Paper Reading - Fundamental Concepts In Programming Languages

This is a holiday reading summary. I recently came across two interesting blogs on fundamental concepts in computer science, both with the title “10 Papers Every Programmer Should Read (At Least Twice)”. One could be found in here, and another one in Fogus’ blog. Topics of these papers range from Programming Language theories, functional programming, to Lamport’s distributed system theories. I will read and summarize some of them in my blog. It’ll be 20 papers, and 40 paper-readings to do if I do read each one twice. So, it might be a long time before all is finished.

The first one I chose is “Fundamental Concepts In Programming Languages” (Link To Paper). It’s probably the most influential set of lecture notes in computer science, compiled to paper by Christopher Strachey in 1967, two years before the development of C programming language. Left and Right-values, Parametric and Ad-hoc polymorphism were all defined in this paper.

I will only try to summarize some highlights that I find interesting.

L-values and R-values

Light and Right-values, also L and R-values. As their names suggest, L-value is for address-like object appropriate on the left of an assignment, R-value is for the contents-like object appropriate for the right. An L-value is for a location in memory, which has content – an associated R-value.

A name in program (or ‘identifier’) is associated with an L-value, and the association cannot be changed by any assignment. For example, in:

let p = 3.5

In this statement, an available location in memory is setup as the L-value of p, and the R-value 3.5 is assigned to this location.

Somehow, multiple names could have same L-value, by assigning reference to other names. This is slightly different than the concept of pointers, which represents a location by R-value, explained in the paper:

Suppose X is a real variable with L-value a, then P is an object whose R-value is a, we say the type of P is real pointer and that P ‘points to’ X.

The L and R-value should also be specified for the function parameter calling modes, namely, calling a parameter by value (R-value) or reference (L-value). Free variables should also be defined as L-value or R-value, the difference can be shown by the following example.

Free variable by R-value
let a = 3
let f[x] = x + a
... (f[5] = 8)
a := 10
... (f[5] = 8)

 Free variable by L-value
 let a = 3
 let f[x] = x + a
 ... (f[5] = 8)
 a := 10
 ... (f[5] = 15)

Function and routines as data items

First and second class objects are described as following:

In ALGOL a real number may appear in an expression or be assigned to a variable, and either may appear as an actual parameter in a procedure call. A procedure, on the other hand, may only appear in another procedure call either as the operator (the most common case) or as one of the actual parameters. There are no expressions involving procedures or whose results are procedures. Thus in a sense in ALGOL are second class citizens…

To represent functions as data items, we need to make sure the R-value of a function. It includes two parts – a rule for evaluating the expression, and an environment which supplies its free variables. An R-value of this sort will be called a closure.

Types and Polymorphism

In the paper, it describes:

“The type of an object determines its representation and constrains the range of abstract object it may be used to represent.”

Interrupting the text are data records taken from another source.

Issue #693, opened 2019-10-22
Fix Blazor + SignalR


BrennanConroy:
Lets discuss how and when we want to fix the issue described in https://github.com/aspnet/AspNetCore/issues/15128.

There are a few options.
We can fix the issue in a 1.1.2 patch to the SDK by checking the list of protocols for "blazorpack" and excluding it from the list of serialized messages unless it is the only protocol on the list. (This works because blazor clears the list and adds only "blazorpack").

We can wait until SignalR 3.1 ships and apply part of the same change that is going into SignalR by pulling the `HubOptions` from DI and using the "SupportedProtocols" list to determine what protocols to serialize the message to.

I'm willing to help/make the changes if we agree on a solution.

@davidfowl @anurse @vicancy @halter73

vicancy:
The impacted code is here https://github.com/Azure/azure-signalr/blob/dev/src/Microsoft.Azure.SignalR/HubHost/ServiceLifetimeManagerBase.cs#L225

`ServiceLifetimeManager` is DI'ed in as a Singleton.

> (This works because blazor clears the list and adds only "blazorpack")
Is it that `IHubProtocolResolver.AllProtocols` only contains `blazorpack` when blazor is sending messages? Or there are more to change?

I'd prefer to fix it ASAP with a 1.1.2 patch.

BrennanConroy:
> Is it that `IHubProtocolResolver.AllProtocols` only contains `blazorpack` when blazor is sending messages?

No, `AllProtocols` contains all protocols from DI. But we only want "blazorpack" to be used when it's the only configured protocol. So we can inject the huboptions and inspect the SupportProtocols list and exclude blazorpack except in the case that it's the only protocol listed.

vicancy:
> inspect the SupportProtocols list and exclude `blazorpack` except in the case that it's the only protocol listed

Thanks Brennan, sounds acceptable to me.

PR #1006, opened 2020-08-28
Add BlazorDetector to require sticky.

### LINKED ISSUE #690: Turn on sticky mode for blazor app.
Blazor App is required **Sticky** but sticky mode is by default disabled for perf concern. Customers may unaware of this and encounter randomly break. 
Better to feature out a solution to improvement the experience of Blazor App users.

JialinXin:
Add `BlazorDetector` to mark hub by hub level supported protocol contains `blazorpack` and make server sticky required

Fixes #690


src/Microsoft.Azure.SignalR.Common/Constants.cs
```diff
@@ -79,5 +79,10 @@ public static class CustomizedPingTimer
             public const string ServiceStatus = "ServiceStatus";
             public const string Servers = "Servers";
         }
+
+        public static class Protocol
+        {
+            public const string BlazorPack = "blazorpack";
```
vicancy, line 85: this is a little bit tricky, is there another way instead of depending on hardcoding blazor's protocol?

JialinXin: Come up by another fix on the supported protocol: https://github.com/Azure/azure-signalr/issues/693, I think protocol is something public and stable to use. Another choice is to detect DI related components, also hard code and it varies in different versions of Blaozr.

vicancy: yeah, that other fix is planned to be removed for net5 though....

src/Microsoft.Azure.SignalR/HubHost/ServiceLifetimeManager.cs
```diff
@@ -40,6 +42,11 @@ internal class ServiceLifetimeManager<THub> : ServiceLifetimeManagerBase<THub> w
             }
 #endif
             _clientConnectionManager = clientConnectionManager;
+
+            if (hubOptions.Value.SupportedProtocols != null && hubOptions.Value.SupportedProtocols.Any(x => x.Equals(Constants.Protocol.BlazorPack, StringComparison.OrdinalIgnoreCase)))
+            {
+                blazorDetector?.TrySetBlazor(typeof(THub).Name, true);
```
vicancy, line 48: DI `hubOptions` into `blazorDetector` and there is no need to have this `TrySetBlazor` method?

JialinXin: It's hub level settings. And DI `HubOptions<THub>` will introduce `THub` and hard to use in `NegotiateHandler`.

src/Microsoft.Azure.SignalR.Common/DefaultBlazorDetector.cs
```diff
@@ -0,0 +1,23 @@
+﻿// Copyright (c) Microsoft. All rights reserved.
+// Licensed under the MIT license. See LICENSE file in the project root for full license information.
+
+using System.Collections.Concurrent;
+
+namespace Microsoft.Azure.SignalR
+{
+    internal class DefaultBlazorDetector: IBlazorDetector
+    {
+        private readonly ConcurrentDictionary<string, bool> _blazor = new ConcurrentDictionary<string, bool>();
```
vicancy, line 10: should it be case insensitive, the hub name as the key?

src/Microsoft.Azure.SignalR/HubHost/ServiceLifetimeManager.cs
```diff
@@ -40,6 +42,11 @@ internal class ServiceLifetimeManager<THub> : ServiceLifetimeManagerBase<THub> w
             }
 #endif
             _clientConnectionManager = clientConnectionManager;
+
+            if (hubOptions.Value.SupportedProtocols != null && hubOptions.Value.SupportedProtocols.Any(x => x.Equals(Constants.Protocol.BlazorPack, StringComparison.OrdinalIgnoreCase)))
```
vicancy, line 46: can the protocol add to `globalHubOptions` only?

src/Microsoft.Azure.SignalR/HubHost/ServiceLifetimeManager.cs
vicancy: get it

src/Microsoft.Azure.SignalR/HubHost/ServiceLifetimeManager.cs
JialinXin: It's set with `AddServerSideBlazor()`(https://github.com/dotnet/aspnetcore/blob/master/src/Components/Server/src/DependencyInjection/ComponentServiceCollectionExtensions.cs#L48) which only affected `ComponentHub`.

src/Microsoft.Azure.SignalR.Common/DefaultBlazorDetector.cs
JialinXin: Seems no need. Both set and get use `typeof(THub).Name` which is consistent.

vicancy (approved):

PR #1012, opened 2020-09-01
Add generated rest client for health API only

Y-Sindo:


client-generation.ps1
```diff
@@ -0,0 +1,9 @@
+node -v
+if(! $? ){
+	throw "To use Autorest to generate REST client, Node.js is required. Version 10.15.x LTS is preferred. "
+}
+autorest --info  | Out-Null
+if(-not $? ){
+	npm install -g autorest
+}
+autorest --csharp  --v3 swagger/readme.md
```
wanlwanl, line 9: please add to https://github.com/Azure/azure-signalr/blob/dev/docs/build-source.md later.

src/Common/REST/Generated/code-model-v1
```diff
@@ -0,0 +1,81 @@
...
+        "x-ms-metadata": {
+         "apiVersions": [
+          "v1"
+         ],
+         "filename": [
+          "mem:///109?oai3.shaken.json"
+         ],
+         "name": "paths·a2exod·api-v1-health·head·responses·200",
+         "originalLocations": [
+          "file:///C:/Users/zityang/source/repos/azure-signalr/src/Common/REST/health.json#/components/responses/paths·a2exod·api-v1-health·head·responses·200"
```
wanlwanl, line 42: Does it matters? I can see your alias

wanlwanl (approved):

src/Common/REST/Generated/code-model-v1
wanlwanl: Can it be relative path?

Y-Sindo: I haven't found settings about this file, and I find that there are no these file in azure-sdk-for-net repo, so I just deleted it.

client-generation.ps1
Y-Sindo: As the generated file are already in the repo, they don't need to generate themselves.

src/Common/REST/Generated/GeneratedRestClient.cs
```diff
@@ -0,0 +1,319 @@
...
+{
+    using Microsoft.Rest;
+    using Microsoft.Rest.Serialization;
+    using Newtonsoft.Json;
+    using System.Collections;
+    using System.Collections.Generic;
+    using System.Net;
+    using System.Net.Http;
+
+    public partial class GeneratedRestClient : ServiceClient<GeneratedRestClient>, IGeneratedRestClient
```
vicancy, line 21: is the auto-generated class naming customizable?

src/Common/REST/Generated/GeneratedRestClient.cs
```diff
@@ -0,0 +1,319 @@
...
+        /// An optional partial-method to perform custom initialization.
+        ///</summary>
+        partial void CustomInitialize();
+        /// <summary>
+        /// Initializes client properties.
+        /// </summary>
+        private void Initialize()
+        {
+            HealthApi = new HealthApi(this);
+            BaseUri = new System.Uri("http://localhost");
```
vicancy, line 290: what is this for?

swagger/readme.md
```diff
@@ -0,0 +1,18 @@
...
+input-file: ../src/Common/REST/health.json
+```
+
+## Alternate settings
+
+``` yaml $(csharp)
+license-header: MICROSOFT_MIT_NO_VERSION
+override-client-name: GeneratedRestClient
+namespace: Microsoft.Azure.SignalR
+output-folder: ../src/Common/REST/Generated
```
vicancy, line 17: put all these files into folder `src\Microsoft.Azure.SignalR.Common\RestClients`?

src/Common/REST/Generated/GeneratedRestClient.cs
Y-Sindo: yes

src/Common/REST/Generated/GeneratedRestClient.cs
Y-Sindo: `Initialize()` is called by each constructor. This `BaseUri = new System.Uri("http://localhost");`  setting would be covered afterwards if we pass `baseUri `parameter to the constructors. For example, see [this](https://github.com/Azure/azure-signalr/blob/8b7bece7da1c98b012e0c41ceb145901ca78c10b/src/Common/REST/Generated/GeneratedRestClient.cs#L272).

vicancy (approved):

PR #1014, opened 2020-09-02
improve message logs

wanlwanl:
 - remove condition for warning log, since other warning log about message is always logged
 - move condition out of logging functions
 - use tracing id as condition for logging. It's enough, and more accurate, since diagnostic client always generate tracing id for wanted log (filter out ping messages, control messages, etc), and tracing is always available for service message to be sent to service when "collect all" or the source is diagnostic client


JialinXin (approved):
:shipit:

Whether the type is an attribute of an L-value or an R-value is language dependent, and can largely affect the amount of work. L-values are invariant under assignment, so their type is also invariant. And if we can determine the type of a polymorphism operator and the result from the operands, we can these attribute manifest. Attributes that can only be determined by running the program are known as latent.

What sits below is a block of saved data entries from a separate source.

PR #1026, opened 2020-09-09
add message log to asp.net

wanlwanl:
 - message arrive server from diagnostic client
 - message send to service from server

### DIFF
--- a/src/Microsoft.Azure.SignalR.AspNet/HubHost/ServiceMessageBus.cs
+++ b/src/Microsoft.Azure.SignalR.AspNet/HubHost/ServiceMessageBus.cs
@@ -8,6 +8,7 @@ using Microsoft.AspNet.SignalR;
 using Microsoft.AspNet.SignalR.Infrastructure;
 using Microsoft.AspNet.SignalR.Messaging;
 using Microsoft.Azure.SignalR.Protocol;
+using Microsoft.Extensions.Logging;
 
 namespace Microsoft.Azure.SignalR.AspNet
 {
@@ -17,14 +18,16 @@ namespace Microsoft.Azure.SignalR.AspNet
         private readonly IServiceConnectionManager _serviceConnectionManager;
         private readonly IClientConnectionManager _clientConnectionManager;
         private readonly IAckHandler _ackHandler;
+        private readonly ILogger<ServiceMessageBus> _logger;
 
-        public ServiceMessageBus(IDependencyResolver resolver) : base(resolver)
+        public ServiceMessageBus(IDependencyResolver resolver, ILogger<ServiceMessageBus> logger) : base(resolver)
         {
             // TODO: find a more decent way instead of DI, it can be easily overriden
             _serviceConnectionManager = resolver.Resolve<IServiceConnectionManager>() ?? throw new ArgumentNullException(nameof(IServiceConnectionManager));
             _clientConnectionManager = resolver.Resolve<IClientConnectionManager>() ?? throw new ArgumentNullException(nameof(IClientConnectionManager));
             _parser = resolver.Resolve<IMessageParser>() ?? throw new ArgumentNullException(nameof(IMessageParser));
             _ackHandler = resolver.Resolve<IAckHandler>() ?? throw new ArgumentNullException(nameof(IAckHandler));
+            _logger = logger ?? throw new ArgumentNullException(nameof(ILogger<ServiceMessageBus>));
         }
 
         public override Task Publish(Message message)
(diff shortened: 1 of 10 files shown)


src/Microsoft.Azure.SignalR.AspNet/HubHost/ServiceMessageBus.cs
```diff
@@ -17,14 +18,16 @@ internal class ServiceMessageBus : MessageBus
...
 
-        public ServiceMessageBus(IDependencyResolver resolver) : base(resolver)
+        public ServiceMessageBus(IDependencyResolver resolver, ILogger<ServiceMessageBus> logger) : base(resolver)
         {
             // TODO: find a more decent way instead of DI, it can be easily overriden
             _serviceConnectionManager = resolver.Resolve<IServiceConnectionManager>() ?? throw new ArgumentNullException(nameof(IServiceConnectionManager));
             _clientConnectionManager = resolver.Resolve<IClientConnectionManager>() ?? throw new ArgumentNullException(nameof(IClientConnectionManager));
             _parser = resolver.Resolve<IMessageParser>() ?? throw new ArgumentNullException(nameof(IMessageParser));
             _ackHandler = resolver.Resolve<IAckHandler>() ?? throw new ArgumentNullException(nameof(IAckHandler));
+            _logger = logger ?? throw new ArgumentNullException(nameof(ILogger<ServiceMessageBus>));
```
vicancy, line 30: `nameof(logger)`

src/Microsoft.Azure.SignalR.AspNet/HubHost/SignalRMessageParser.cs
```diff
@@ -60,7 +63,11 @@ public IEnumerable<AppMessage> GetMessages(Message message)
                             var groupName = command.Value;
                             var connectionId = GetName(message.Key, PrefixHelper.ConnectionIdPrefix);
                             var joinGroupWithAckMessage = new JoinGroupWithAckMessage(connectionId, groupName).WithTracingId();
-                            
+                            if (joinGroupWithAckMessage.TracingId != null)
+                            { 
+                                AzureSignalRLog.StartToAddConnectionToGroup(_logger, joinGroupWithAckMessage);
```
vicancy, line 68: start doing sth....

src/Microsoft.Azure.SignalR.Common/Logging/AzureSignalRLog.cs
```diff
@@ -14,6 +14,7 @@ internal static class AzureSignalRLog
         public const string StartToBroadcastMessageTemplate = "Start to broadcast message {0}.";
```
vicancy, line 14: the class name, maybe simply `Logger`

src/Microsoft.Azure.SignalR.AspNet/HubHost/ServiceMessageBus.cs
```diff
@@ -43,14 +46,31 @@ public override Task Publish(Message message)
...
-        private Task ProcessMessage(AppMessage message)
+        private async Task ProcessMessage(AppMessage message)
         {
             if (message is HubMessage hubMessage)
             {
-                return WriteMessage(_serviceConnectionManager.WithHub(hubMessage.HubName), message);
+                try
+                {
+                    await WriteMessage(_serviceConnectionManager.WithHub(hubMessage.HubName), message);
+                    if (hubMessage.Message is IMessageWithTracingId msg && msg.TracingId != null)
```
vicancy, line 56: discussion: is moving the check into Log better?

src/Microsoft.Azure.SignalR.AspNet/HubHost/SignalRMessageParser.cs
wanlwanl: looks like both `start to do` and `start doing` are valid https://ell.stackexchange.com/questions/105862/started-to-do-and-started-doing

src/Microsoft.Azure.SignalR.AspNet/HubHost/ServiceMessageBus.cs
wanlwanl: I just keep the conventions... look at the previous lines from L26-L29

src/Microsoft.Azure.SignalR.Common/Logging/AzureSignalRLog.cs
wanlwanl: Sounds good

src/Microsoft.Azure.SignalR.AspNet/HubHost/ServiceMessageBus.cs
wanlwanl: I don't think so. Actually I try to hide the check inside Log in RT, but later I need to modify some check in one of the callers, and I am not sure in what condition I log it if I don't view the definition of the log, not convenient if you consider it.

KKhurin: Can the message be `IMessageWithTracingId` but its `TracingId` be null?

src/Microsoft.Azure.SignalR.Common/Logging/AzureSignalRLog.cs
wanlwanl: but a lot of classes already has a menber called `Logger`, they will be conflict

src/Microsoft.Azure.SignalR.AspNet/HubHost/ServiceMessageBus.cs
```diff
@@ -43,14 +46,31 @@ public override Task Publish(Message message)
...
+                    {
+                        AzureSignalRLog.FailedToSendMessage(_logger, msg, ex);
+                    }
+                    throw;
+                }
             }
 
-            return WriteMessage(_serviceConnectionManager, message);
+            await WriteMessage(_serviceConnectionManager, message);
+            return;
```
vicancy, line 73: remove redundant `return`

src/Microsoft.Azure.SignalR.AspNet/HubHost/ServiceMessageBus.cs
vicancy: yeah, maybe move the `TracingId` null check into Log? BTW, can message not `IMessageWithTracingId`? it feels annoying to do some if check before Logging everytime

wanlwanl: that's valid for a message, we only need to log in 2 cases:
* message sent from diagnostic client
* the service enable messaing log
Before messages reaches here, the tracing ID is already generated (in ServiceLifetimeManagerBase). 
So we only need to log the message with non-null tracing ID

wanlwanl: if the message isn't `IMessageWithTracingId`, I won't log it. For those messages I'm insterested, I already implement the `IMessageWithTracingId`

vicancy (approved):

wanlwanl:
Discussed offline with @vicancy 
todo in next PR:
* move check into `AzureSignalRLog`
* rename `AzureSignalRLog`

Polymorphism is the provision of a single interface to entities of different types. (Definition from Wikipedia). In this paper two modes of polymorphism is defined:

Ad-hoc Polymorphism: It describes that functions could apply to arguments of different types, and can behave differently depending on the type of arguments. A good example could be the add (+) operand in some languages:

3 + 5
"Hello" + " " + "World"

In the example above, (+) acts with different meanings. First is the adding of two integers, while the second is the concatenation of strings.

Parametric Polymorphism: Parametric Polymorphism act the same regardless of the type. It treats the argument as a more generalized type. This makes the language more flexible while not breaking its static type-safety. A good example will be list operations. For example, to determine the length of a list one need not to know the data type of the list objects, and could therefore it could act on list of all types.

Afterthoughts

There are other interesting topics in the paper as well. After learning all these concepts from programming languages, it’s sometimes interesting and necessary to learn the origins, to know how these ideas first came into formation. Putting the trivias of different language syntax aside for a while and getting back to theories actually helps understanding their designs.